:: RECORD EXCERPTS ::

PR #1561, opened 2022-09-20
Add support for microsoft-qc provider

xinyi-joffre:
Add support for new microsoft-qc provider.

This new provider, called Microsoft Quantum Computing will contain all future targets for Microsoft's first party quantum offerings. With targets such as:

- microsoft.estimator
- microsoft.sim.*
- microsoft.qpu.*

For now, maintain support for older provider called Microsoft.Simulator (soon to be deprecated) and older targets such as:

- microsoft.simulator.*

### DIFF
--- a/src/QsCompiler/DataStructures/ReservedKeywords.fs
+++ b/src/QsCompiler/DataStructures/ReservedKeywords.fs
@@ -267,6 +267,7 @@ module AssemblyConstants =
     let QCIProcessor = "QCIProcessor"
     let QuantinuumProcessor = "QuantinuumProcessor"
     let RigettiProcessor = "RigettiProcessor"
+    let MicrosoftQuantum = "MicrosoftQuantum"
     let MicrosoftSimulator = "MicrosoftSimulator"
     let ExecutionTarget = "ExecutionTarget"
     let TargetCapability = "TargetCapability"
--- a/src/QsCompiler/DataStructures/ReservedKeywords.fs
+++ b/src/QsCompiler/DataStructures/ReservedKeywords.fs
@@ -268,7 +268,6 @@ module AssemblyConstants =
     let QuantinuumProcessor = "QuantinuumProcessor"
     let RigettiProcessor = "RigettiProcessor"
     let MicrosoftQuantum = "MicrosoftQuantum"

:: WORK TO COMPLETE ::
If a line in the material contains the word "module", copy that line.

:: PROBLEM SOLUTION ::
@@ -267,6 +267,7 @@ module AssemblyConstants =
@@ -268,7 +268,6 @@ module AssemblyConstants =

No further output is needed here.